レジで会計するときは、釣り銭を最適化するように心がけていた。
最適化というのは、自分の財布から出せる範囲で、返ってくる釣り銭の金種と枚数がもっとも小さくなるようにするということ。
3,059円だったら4,000円とか3,100円とかではなくせめて3,060円出す、みたいなアレ。
2,780円に対して3,330円出したりした時はさすがに「ん?」みたいな顔する店員もいるけど(釣り銭は550円)。
こうすればレジ機の中の釣り銭を無駄に消費しないし、なにより店員さんが釣り銭を数えて出す手間が減る(したがって会計が早く終る)。
そして、自分の財布には逆両替できるようなジャラ銭が溜まらない。常に最適な支払いをしていれば、財布の中に1金種5枚以上あることはほぼない(自動的にそうなる)。
しかし世の中は移り変わった。
レジ機の釣り銭の払い出しは自動になってしまったし、そもそも有人レジそのものが減っている。今や行く先々がセルフレジだ。

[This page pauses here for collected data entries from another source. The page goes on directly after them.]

PR #6943, opened 2016-06-17
Update deprecated cherrypy key

amaltaro:
`ENGINE WARNING: Use of engine.autoreload_on is deprecated and will be removed in a future version. Use engine.autoreload.on instead.`

So updating it now.


amaltaro:
Tested in my VM.

PR #6944, opened 2016-06-20
make checksum use with gfal2 optional, fixes #6591

### LINKED ISSUE #6591: Stage-out into S3
S3 does not support adler32 checksum and so the stage-out into the data bridge for CMS@home is failing. As far as I can see, the checksum check is hardcoded in the gfal plugin (https://github.com/dmwm/WMCore/blob/master/src/python/WMCore/Storage/Plugins/GFAL2Impl.py#L44). 

Does it make sense to enable adler32 checksum based on the protocol? for e.g if it s3, disable the check.

hufnagel:
Add a '--nochecksum' option that can be set in site-local-config and which triggers skipping using the adler32 checksum in gfal-copy. All other options are ignored and passed on to the gfal-copy directly.

### DIFF
--- a/src/python/WMCore/Storage/Backends/GFAL2Impl.py
+++ b/src/python/WMCore/Storage/Backends/GFAL2Impl.py
@@ -4,6 +4,9 @@ _GFAL2Impl_
 Implementation of StageOutImpl interface for gfal-copy
 """
 import os
+import argparse
+import logging
+
 from WMCore.Storage.Registry import registerStageOutImpl
 from WMCore.Storage.StageOutImpl import StageOutImpl
 from WMCore.Storage.Execute import runCommandWithOutput as runCommand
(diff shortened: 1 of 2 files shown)


hufnagel:
@amaltaro , I have no way to test this. Tested as much as I could replicating in standalone tests, but actual gfal2 stageout tests would need to be done by you I guess. Also, tests for the new feature to skip the checksum would have to be done by @HassenRiahi or whoever is taking over the cms@home tests...

amaltaro:
@hufnagel WMAgent does not use these `Plugins` v2 implementation, instead it uses the `Backends` one.
In addition to that, if you want to use the `options` field in the site-local-config.xml, why do you handle this option as a command line argument? I failed to see how that would work. Instead, we should probably parse this option in this method:
https://github.com/dmwm/WMCore/blob/master/src/python/WMCore/Storage/StageOutMgr.py#L80

and then propagate it down to the actual stage out implementation.

hufnagel:
I handle them with the argument parser, because that's what the option flag is supposed to be, arguments to be passed to the stageout command. In this case here it's just that one of the arguments isn't passed directly, it affects how we call gfal-copy. Think of it as an extra argument to gfal-copy implemented on top of gfal-copy in our code that calls gfal-copy.

The arguments are highly implementation specific, they have nothing to do with the general stageout implementation, they are always very command specific.

I'll add the an implementation for the normal v1 stageout plugins (ie. backend) as well though.

amaltaro:
Now that critical problems are mostly sorted out, giving this patch a try before it gets merged. I think Purdue is a good candidate for this test

amaltaro:
Patch looks good. I ran 3 workflows in Purdue and got no failures (but logcollect).
@ticoann please merge

amaltaro:
test this please

PR #6942, opened 2016-06-16
Remove admin interface

vkuznet:

PR #6946, opened 2016-06-20
Don.t share db handler object among APIs; retrieve single doc always …

### LINKED ISSUE #6764: request search intermitently give error 500
https://cmsweb.cern.ch/reqmgr2/data/request?status=assignment-approved&details=true

 is failing very often

amaltaro:
…when possible
Together with #6942, partially fixes #6764 

As spotted and suggested by Valentin, create a different db api object for each Rest API.
Second change is to avoid making a POST call to couchdb/_all_docs when the user is requesting a single doc.

The `500 Internal Server Error` is still showing up in the logs, though in a much smaller rate (< 15%)...
still investigating ...

@vkuznet please review
I still need to test it with the new tag in a clean environment

### DIFF
--- a/src/python/WMCore/Services/Requests.py
+++ b/src/python/WMCore/Services/Requests.py
@@ -21,18 +21,18 @@ import tempfile
 import traceback
 import urllib
 import urlparse
+import types
 from httplib import HTTPException
 from json import JSONEncoder, JSONDecoder
 
 from WMCore.Algorithms import Permissions
+from WMCore.Lexicon import sanitizeURL
 from WMCore.WMException import WMException
 from WMCore.Wrappers.JsonWrapper.JSONThunker import JSONThunker
-
 try:
     from WMCore.Services.pycurl_manager import RequestHandler, ResponseHeader
 except ImportError:
     pass
-from WMCore.Lexicon import sanitizeURL
 
 def check_server_url(srvurl):
     """Check given url for correctness"""
@@ -134,7 +134,6 @@ class Requests(dict):
         """
         Wrapper around request helper functions.
         """
-
         if  self.pycurl:
             result = self.makeRequest_pycurl(uri, data, verb, incoming_headers,
                          encoder, decoder, contentType)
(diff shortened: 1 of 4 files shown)


src/python/WMCore/Services/Requests.py
```diff
@@ -236,7 +227,7 @@ def f():
 
         headers["Content-length"] = str(len(encoded_data))
 
-        assert isinstance(encoded_data, type('string')), \
+        assert isinstance(encoded_data, str), \
```
vkuznet: please always use basestring instead of str, it covers both use case a string and unicode.

vkuznet:
Alan, changes are fine, but does not really solve the problem. For instance you may further improve your PR by converting makeRequest_httplib and  _getURLOpener methods https://github.com/dmwm/WMCore/blob/master/src/python/WMCore/Services/Requests.py#L358
to a stand-alone functions.

vkuznet:
oops, here is link to makeRequest_httplib:
https://github.com/dmwm/WMCore/blob/master/src/python/WMCore/Services/Requests.py#L168

src/python/WMCore/Services/Requests.py
amaltaro: From the previous check, I assumed we'd be interested only in 8-bit strings, not in unicode strings. Ok, I'll update the code soon

amaltaro:
Giving it a try at pycurl...

amaltaro:
several of them failed while locating data from PhEDEx.
I saw a couple others failing with http code 411, e.g.:
https://cmssdt.cern.ch/jenkins/job/DMWM-WMCore-PR-test/2492/testReport/junit/WMCore_t.RequestManager_t.ReqMgr_t/ReqMgrTest/testK_CheckRequestFailsInjectionForbiddenInputArg/

however, I do see `Content-Length` being provided in the headers, according to the same logs above.

I'll remove the last commit and keep only the initial changes proposed in this PR. Further changes will go in a new PR.

amaltaro:
As discussed with Valentin, further improvements to make it thread safe will be done in a new PR (which will require much more testing), they are basically the split up of some of these methods unsafe into functions.

vlimant:
Will this go in July deployment ?

amaltaro:
Yes

PR #6947, opened 2016-06-22
Make sure to always retrieve the long hostname

amaltaro:
It seems gethostname() may return a different output depending on the OS version.
Testing right now


amaltaro:
Tested during WMAgent deployment today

会計金額の端数に対して財布の中にある小銭から即座に最適化された支払額を計算する能力は、発揮される場をどんどん失っていった。
その代わり、しょうもない横着を覚えた。
とりあえず手持ちの小銭を全部セルフレジにザラザラと投入するのだ。最適化計算はレジ側が勝手にやってくれる。
この方法でも、やはり財布の中身は最適化された状態が保たれる。理論上、1金種5枚以上になることはない。
セルフレジ機には「硬貨は一度に○枚以上投入しないで下さい」といった制限もあるが、まず心配いらない。
財布の中身が最適化された状態に保たれていれば、コインはどんなに多くとも15枚しかないはず(999円の時)で、これを受け付けないレジ機はまずないからだ。